Intermountain-led generic drug venture faces big hurdles, could forge new regulatory and political ground
Group will face higher-than-average costs, uncertainty related to supplier competition and evolving technology, key manufacturing decisions.
The group of hospital systems led by Intermountain Health that in January announced plans to form a nonprofit generic prescription drug manufacturer, will face higher-than-average costs, significant regulatory and manufacturing hurdles, according to a Health Affairs report.
There is uncertainty related to competition from incumbent suppliers, evolving technology and key decisions, including whether to manufacture the drugs themselves or to contract out to current makers.
[Also: VA, 4 health systems to form generic drug company]
The group's path will draw a roadmap, and perhaps a cautionary one at that, for other large systems looking at similar ventures or which simply desire to bring more of their pharmaceutical operations in-house.
Those decisions and more await Intermountain Healthcare as well as Ascension, SSM Health and Trinity Health as they go deeper into the process, wrote a pair of University of Chicago researchers, Rena Conti and Joseph Krongold, for Health Affairs. They called the venture a "credible threat of entry into the supply of these drugs" that could affect pricing and availability.
One pivotal decision the group will have to make is what drugs to target. The group has said previously that their plan is to market roughly 20 generic drugs. Conti and Krongold pointed out that even when the prices are set high, the revenue from these drugs will likely be small thanks to the fixed costs of production, rendering them largely unprofitable.The group will also face higher than usual costs because of the inherently limited economies of scale, Conti and Krongold said.
The firm will also face competition from current manufacturers as well as the uncertainty that comes with evolving technology. That is to say, a new therapy could become available that renders one of the group's generics obsolete before their investment would have garnered the appropriate return. Non-oral drugs are even more specialized and expensive, and there is less flexibility with production methods, the report said.

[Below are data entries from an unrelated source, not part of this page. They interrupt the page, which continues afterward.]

PR #546, opened 2013-10-25
fix order of catkin_LIBRARIES

dirk-thomas:
Instead of not adding duplicate library names at the end the libraries should always be appended to maintain correct order (especially valid when using static libraries). Before appending them existing duplicates are being removed from the list.

As long as we have no circular dependencies between libraries this should work fine. Since packages already forbid such a dependency cycle that should never be the case.

### DIFF
--- a/cmake/all.cmake
+++ b/cmake/all.cmake
@@ -112,6 +112,7 @@ foreach(filename
     empy
     find_program_required
     legacy
+    list_append_deduplicate
     list_append_unique
     list_insert_in_workspace_order
     parse_arguments
--- a/cmake/catkinConfig.cmake.in
+++ b/cmake/catkinConfig.cmake.in
@@ -81,7 +81,7 @@ foreach(component ${catkin_FIND_COMPONENTS})
 
     # append component-specific variables to catkin_* variables
     list_append_unique(catkin_INCLUDE_DIRS ${${component}_INCLUDE_DIRS})
-    list_append_unique(catkin_LIBRARIES ${${component}_LIBRARIES})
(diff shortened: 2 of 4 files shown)


tfoote:
One question on the disallowed circular dependencies. That cannot happen between packages, but what about within a package?

dirk-thomas:
Imo you are doing something wrong when your libraries have circular dependencies. E.g. you can create static libraries that way.

wjwwood:
> E.g. you can create static libraries that way.

can == can't?

dirk-thomas:
Ups, yes, can't. I am pretty sure it will be chicken-egg-problem which one to link first.

mihelich:
It is possible to link static libraries with circular dependencies, by listing libraries more than once or using special linker flags: http://stackoverflow.com/questions/9380363/resolving-circular-dependencies-by-linking-the-same-library-twice. I guess this is sometimes useful in large legacy codebases.

I'd agree with Dirk though. Catkin already forbids circular dependencies between packages, and a single package should not be so large and complex that circular dependencies become an intractable issue.

dirk-thomas:
I was able to perform a hydro-desktop build from source with this catkin branch - so chances for a regression should be minimal (hopefully).

@tfoote @wjwwood Any votes on the current version of the pull request?

wjwwood:
Sounds good to me.

tfoote:
Is list_append_unique still used in the system? If not we should clear it out. 

Otherwise +1

dirk-thomas:
Still used. One line above/below the new function.

I will go ahead and merge.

Huge regulatory costs will also be a challenge for the venture as it moves forward. Drug manufacturers must have an abbreviated new drug application approved by the FDA to make and sell a generic drug in the U.S. market. The new group could apply for a new ANDA for each drug they intend to market or use an existing one to produce the drug. Even though using an existing ANDA might seem easier in the surface, since it alleviates the need to go through the regulatory process that comes with applying for a new one, it can actually be more expensive. That's because the manufacturer must use the same exact manufacturing process, facilities and equipment specified in the original filing. Any changes the group would want to make to processes or equipment would need to go through the FDA, which can require a lot of money and the process can take years.
The regulatory costs of getting a new ANDA in place, for an oral generic drug for example, are not small. They range from one to five million. Injectible and infused drugs are more.
Another looming question is whether the group will decide to manufacture the drugs themselves or contract that work out to willing suppliers. It seems almost a foregone conclusion that the Intermountain group would partner with existing manufacturers, considering the enormous cost of building a new manufacturing facility. They would have to find suppliers that are willing and able to ramp up production to meet their demand and enter new markets. At issue here is what the group would offer to persuade these makers to invest their time and resources.
"It is possible that as a not-for-profit the new venture would be willing to pay a sufficient premium for stable supply to incent manufacturer participation, somewhat like a special case of a GPO, but whether such an equilibrium exists and for which specific drugs is uncertain," Conti and Krongold wrote.
Another scenario actually could carry political intrigue. The group could possible seek out suppliers in the European Union who may have been eyeing an entry into the U.S. market but had thus far viewed the regulatory costs as too high. The FDA has in the past indicated limited interest in relationships with the European Medicines Agency as there are wider implications for drugs beyond those the Intermountain group identifies.
"The nascent venture, however it solves these challenges and resolves other choices, will have important implications for the prices and availability of generic drugs in the US. Like many things, the devil is in the details."